What the exercise asks :: Report the lines of the material that carry the string "shortened".

Data extracts ::

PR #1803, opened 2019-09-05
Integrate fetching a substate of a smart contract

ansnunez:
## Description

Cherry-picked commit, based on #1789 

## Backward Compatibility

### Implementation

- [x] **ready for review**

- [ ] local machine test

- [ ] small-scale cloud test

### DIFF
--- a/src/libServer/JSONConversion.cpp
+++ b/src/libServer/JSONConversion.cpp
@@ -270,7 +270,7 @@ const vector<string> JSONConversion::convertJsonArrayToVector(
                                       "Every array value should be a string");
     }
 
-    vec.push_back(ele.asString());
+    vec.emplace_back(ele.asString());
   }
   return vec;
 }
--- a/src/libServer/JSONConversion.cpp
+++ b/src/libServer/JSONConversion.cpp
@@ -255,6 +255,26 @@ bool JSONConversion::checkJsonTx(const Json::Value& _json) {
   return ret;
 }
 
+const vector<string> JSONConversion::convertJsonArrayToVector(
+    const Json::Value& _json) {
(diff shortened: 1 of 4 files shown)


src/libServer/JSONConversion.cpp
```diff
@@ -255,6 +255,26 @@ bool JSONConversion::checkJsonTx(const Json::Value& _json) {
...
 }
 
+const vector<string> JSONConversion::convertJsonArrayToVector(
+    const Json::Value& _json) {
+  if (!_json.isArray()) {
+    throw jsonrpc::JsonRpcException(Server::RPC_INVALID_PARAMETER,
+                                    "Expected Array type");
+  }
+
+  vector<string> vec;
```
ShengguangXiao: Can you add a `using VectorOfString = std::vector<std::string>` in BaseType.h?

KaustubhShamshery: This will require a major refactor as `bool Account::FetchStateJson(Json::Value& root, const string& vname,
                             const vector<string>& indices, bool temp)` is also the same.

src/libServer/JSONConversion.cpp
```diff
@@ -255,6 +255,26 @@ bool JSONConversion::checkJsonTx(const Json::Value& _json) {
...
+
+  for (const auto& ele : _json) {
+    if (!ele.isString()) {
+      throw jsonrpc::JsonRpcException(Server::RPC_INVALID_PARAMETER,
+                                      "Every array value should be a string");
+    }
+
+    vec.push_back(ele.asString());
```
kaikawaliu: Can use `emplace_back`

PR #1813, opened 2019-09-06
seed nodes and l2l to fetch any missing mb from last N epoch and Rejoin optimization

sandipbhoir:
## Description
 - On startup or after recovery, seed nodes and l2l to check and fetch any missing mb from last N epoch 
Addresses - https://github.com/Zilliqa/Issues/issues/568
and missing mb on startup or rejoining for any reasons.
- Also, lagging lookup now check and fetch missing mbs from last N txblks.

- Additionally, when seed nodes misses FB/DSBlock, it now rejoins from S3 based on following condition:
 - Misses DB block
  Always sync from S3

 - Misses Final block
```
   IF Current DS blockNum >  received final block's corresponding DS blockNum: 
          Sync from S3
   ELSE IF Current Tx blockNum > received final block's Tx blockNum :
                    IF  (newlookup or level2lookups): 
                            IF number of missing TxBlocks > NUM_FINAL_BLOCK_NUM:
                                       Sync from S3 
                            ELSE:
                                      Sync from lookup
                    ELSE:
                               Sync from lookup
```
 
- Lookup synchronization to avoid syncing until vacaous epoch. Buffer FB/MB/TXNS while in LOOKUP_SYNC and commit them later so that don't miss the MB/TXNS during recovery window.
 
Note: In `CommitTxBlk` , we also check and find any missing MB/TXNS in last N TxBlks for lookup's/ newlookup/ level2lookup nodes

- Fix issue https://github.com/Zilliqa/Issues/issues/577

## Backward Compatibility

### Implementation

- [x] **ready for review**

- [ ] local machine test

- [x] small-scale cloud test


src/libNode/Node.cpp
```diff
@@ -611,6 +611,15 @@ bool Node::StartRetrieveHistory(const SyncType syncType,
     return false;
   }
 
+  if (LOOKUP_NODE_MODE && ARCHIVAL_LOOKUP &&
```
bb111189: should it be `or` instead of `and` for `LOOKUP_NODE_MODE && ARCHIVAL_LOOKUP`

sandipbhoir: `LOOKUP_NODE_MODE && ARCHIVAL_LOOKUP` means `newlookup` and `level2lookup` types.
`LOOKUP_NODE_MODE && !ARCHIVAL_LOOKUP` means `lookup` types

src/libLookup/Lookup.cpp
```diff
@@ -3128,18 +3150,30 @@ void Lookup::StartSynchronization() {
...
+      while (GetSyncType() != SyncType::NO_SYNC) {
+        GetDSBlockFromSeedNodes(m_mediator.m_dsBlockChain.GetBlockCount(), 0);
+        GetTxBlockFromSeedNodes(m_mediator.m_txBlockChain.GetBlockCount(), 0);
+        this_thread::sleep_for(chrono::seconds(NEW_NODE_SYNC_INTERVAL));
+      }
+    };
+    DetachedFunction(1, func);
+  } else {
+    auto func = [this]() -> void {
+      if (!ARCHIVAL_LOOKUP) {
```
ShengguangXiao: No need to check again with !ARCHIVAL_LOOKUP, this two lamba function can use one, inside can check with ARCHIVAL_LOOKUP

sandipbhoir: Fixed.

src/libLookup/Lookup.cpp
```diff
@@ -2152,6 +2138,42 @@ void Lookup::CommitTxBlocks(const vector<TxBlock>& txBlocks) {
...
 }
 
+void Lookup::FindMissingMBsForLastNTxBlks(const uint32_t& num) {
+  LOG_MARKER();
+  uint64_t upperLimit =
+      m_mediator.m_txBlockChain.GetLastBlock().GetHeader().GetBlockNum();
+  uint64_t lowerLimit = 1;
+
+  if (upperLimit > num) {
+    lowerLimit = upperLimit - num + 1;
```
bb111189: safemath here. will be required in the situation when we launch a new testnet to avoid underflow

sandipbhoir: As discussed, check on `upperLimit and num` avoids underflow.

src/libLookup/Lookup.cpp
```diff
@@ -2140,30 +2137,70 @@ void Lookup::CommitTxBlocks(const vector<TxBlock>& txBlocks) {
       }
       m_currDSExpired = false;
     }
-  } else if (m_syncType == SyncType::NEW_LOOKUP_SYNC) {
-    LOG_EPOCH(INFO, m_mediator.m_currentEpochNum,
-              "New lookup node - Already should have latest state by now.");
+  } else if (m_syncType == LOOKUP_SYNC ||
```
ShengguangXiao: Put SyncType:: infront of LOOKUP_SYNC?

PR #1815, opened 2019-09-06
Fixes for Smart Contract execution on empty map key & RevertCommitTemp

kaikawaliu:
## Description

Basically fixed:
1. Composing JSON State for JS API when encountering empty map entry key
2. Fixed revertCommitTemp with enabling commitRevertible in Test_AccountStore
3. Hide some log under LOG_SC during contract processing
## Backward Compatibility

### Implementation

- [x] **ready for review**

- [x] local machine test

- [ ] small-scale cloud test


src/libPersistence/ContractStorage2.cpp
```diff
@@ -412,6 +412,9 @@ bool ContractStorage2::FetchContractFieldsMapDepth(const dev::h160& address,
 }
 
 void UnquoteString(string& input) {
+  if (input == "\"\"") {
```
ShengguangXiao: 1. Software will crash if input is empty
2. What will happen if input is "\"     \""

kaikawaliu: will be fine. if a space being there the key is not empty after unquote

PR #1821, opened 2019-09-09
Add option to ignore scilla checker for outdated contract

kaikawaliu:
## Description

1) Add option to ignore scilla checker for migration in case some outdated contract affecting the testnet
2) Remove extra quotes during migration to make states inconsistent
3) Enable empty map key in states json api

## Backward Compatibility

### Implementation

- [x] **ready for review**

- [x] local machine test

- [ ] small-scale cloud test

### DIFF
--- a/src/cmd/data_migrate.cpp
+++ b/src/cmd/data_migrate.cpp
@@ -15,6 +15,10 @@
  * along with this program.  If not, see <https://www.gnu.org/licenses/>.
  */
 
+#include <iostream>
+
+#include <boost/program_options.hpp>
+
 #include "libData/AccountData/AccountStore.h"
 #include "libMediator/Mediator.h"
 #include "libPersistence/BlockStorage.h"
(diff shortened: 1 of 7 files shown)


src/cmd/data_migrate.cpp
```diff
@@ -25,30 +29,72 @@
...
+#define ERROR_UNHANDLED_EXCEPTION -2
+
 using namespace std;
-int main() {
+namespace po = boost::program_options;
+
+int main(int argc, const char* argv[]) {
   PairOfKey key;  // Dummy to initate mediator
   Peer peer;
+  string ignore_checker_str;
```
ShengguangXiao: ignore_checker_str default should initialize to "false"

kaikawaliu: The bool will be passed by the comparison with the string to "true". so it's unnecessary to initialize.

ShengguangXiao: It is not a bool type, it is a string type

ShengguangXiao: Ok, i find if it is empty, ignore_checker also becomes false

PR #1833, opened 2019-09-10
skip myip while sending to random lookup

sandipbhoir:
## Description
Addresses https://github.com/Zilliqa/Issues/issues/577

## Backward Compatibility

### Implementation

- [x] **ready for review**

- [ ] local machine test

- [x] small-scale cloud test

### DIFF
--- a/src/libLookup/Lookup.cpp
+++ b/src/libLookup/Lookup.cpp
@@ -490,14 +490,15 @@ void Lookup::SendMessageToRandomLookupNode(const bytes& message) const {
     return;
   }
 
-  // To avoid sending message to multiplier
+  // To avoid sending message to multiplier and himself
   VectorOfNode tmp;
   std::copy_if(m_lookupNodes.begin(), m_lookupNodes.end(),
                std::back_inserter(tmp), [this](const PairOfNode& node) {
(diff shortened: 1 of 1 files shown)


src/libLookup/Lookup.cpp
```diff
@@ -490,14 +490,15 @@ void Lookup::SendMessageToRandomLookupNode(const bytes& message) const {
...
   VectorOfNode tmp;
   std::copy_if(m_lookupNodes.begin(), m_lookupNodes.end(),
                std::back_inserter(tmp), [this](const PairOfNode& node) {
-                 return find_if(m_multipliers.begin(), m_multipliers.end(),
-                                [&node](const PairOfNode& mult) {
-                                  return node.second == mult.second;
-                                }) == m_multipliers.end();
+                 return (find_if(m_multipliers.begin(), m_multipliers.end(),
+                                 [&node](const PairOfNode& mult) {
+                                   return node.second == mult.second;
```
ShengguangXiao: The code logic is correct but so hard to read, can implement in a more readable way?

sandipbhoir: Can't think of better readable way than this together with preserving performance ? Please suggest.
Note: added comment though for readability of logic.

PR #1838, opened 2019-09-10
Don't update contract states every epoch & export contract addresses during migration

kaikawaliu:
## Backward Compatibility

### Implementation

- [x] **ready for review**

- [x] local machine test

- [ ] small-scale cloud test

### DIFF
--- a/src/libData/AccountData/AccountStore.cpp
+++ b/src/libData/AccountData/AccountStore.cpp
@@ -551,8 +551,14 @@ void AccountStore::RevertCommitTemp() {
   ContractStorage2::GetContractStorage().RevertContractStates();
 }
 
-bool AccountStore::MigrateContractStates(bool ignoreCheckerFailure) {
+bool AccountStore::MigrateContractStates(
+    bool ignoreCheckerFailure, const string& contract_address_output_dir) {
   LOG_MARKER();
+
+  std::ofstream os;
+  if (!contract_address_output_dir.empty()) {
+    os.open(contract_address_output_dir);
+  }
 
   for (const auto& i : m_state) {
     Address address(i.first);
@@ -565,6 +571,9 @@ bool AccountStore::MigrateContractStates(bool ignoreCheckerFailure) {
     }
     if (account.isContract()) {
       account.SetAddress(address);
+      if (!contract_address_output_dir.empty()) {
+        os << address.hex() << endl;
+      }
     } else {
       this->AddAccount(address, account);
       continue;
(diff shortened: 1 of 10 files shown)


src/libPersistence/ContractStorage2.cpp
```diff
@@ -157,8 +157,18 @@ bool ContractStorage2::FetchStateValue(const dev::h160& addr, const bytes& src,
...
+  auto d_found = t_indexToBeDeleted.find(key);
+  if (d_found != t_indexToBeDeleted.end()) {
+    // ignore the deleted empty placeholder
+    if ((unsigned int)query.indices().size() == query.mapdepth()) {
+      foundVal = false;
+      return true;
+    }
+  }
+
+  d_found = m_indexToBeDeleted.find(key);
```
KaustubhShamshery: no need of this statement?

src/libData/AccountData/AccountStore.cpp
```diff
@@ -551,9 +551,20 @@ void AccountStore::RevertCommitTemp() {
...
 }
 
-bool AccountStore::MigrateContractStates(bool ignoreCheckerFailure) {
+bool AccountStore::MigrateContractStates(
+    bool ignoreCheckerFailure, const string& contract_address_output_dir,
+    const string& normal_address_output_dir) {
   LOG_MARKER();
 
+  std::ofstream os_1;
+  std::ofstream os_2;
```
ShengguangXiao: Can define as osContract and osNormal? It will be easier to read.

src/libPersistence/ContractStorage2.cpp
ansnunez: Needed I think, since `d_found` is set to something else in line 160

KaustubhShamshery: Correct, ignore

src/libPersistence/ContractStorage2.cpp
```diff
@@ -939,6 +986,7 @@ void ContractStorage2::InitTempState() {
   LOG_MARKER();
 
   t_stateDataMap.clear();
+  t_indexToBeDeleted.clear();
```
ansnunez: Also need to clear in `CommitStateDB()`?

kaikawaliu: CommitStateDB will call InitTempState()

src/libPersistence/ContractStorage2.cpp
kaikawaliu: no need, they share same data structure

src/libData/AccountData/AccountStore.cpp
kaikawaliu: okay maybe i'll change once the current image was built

---

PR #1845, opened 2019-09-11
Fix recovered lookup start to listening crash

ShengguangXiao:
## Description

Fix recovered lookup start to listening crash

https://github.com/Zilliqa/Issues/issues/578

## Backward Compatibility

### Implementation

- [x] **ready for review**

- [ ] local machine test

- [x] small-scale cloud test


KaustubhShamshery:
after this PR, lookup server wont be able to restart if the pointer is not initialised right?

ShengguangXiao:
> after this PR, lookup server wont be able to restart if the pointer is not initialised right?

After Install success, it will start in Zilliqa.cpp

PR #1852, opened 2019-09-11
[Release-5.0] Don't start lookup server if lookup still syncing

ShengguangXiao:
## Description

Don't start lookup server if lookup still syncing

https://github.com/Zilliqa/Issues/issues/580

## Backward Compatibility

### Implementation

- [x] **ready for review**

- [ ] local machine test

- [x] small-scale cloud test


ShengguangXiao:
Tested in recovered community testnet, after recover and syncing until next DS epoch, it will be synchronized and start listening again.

Result for this task ::
(diff shortened: 1 of 4 files shown)
(diff shortened: 1 of 7 files shown)
(diff shortened: 1 of 1 files shown)
(diff shortened: 1 of 10 files shown)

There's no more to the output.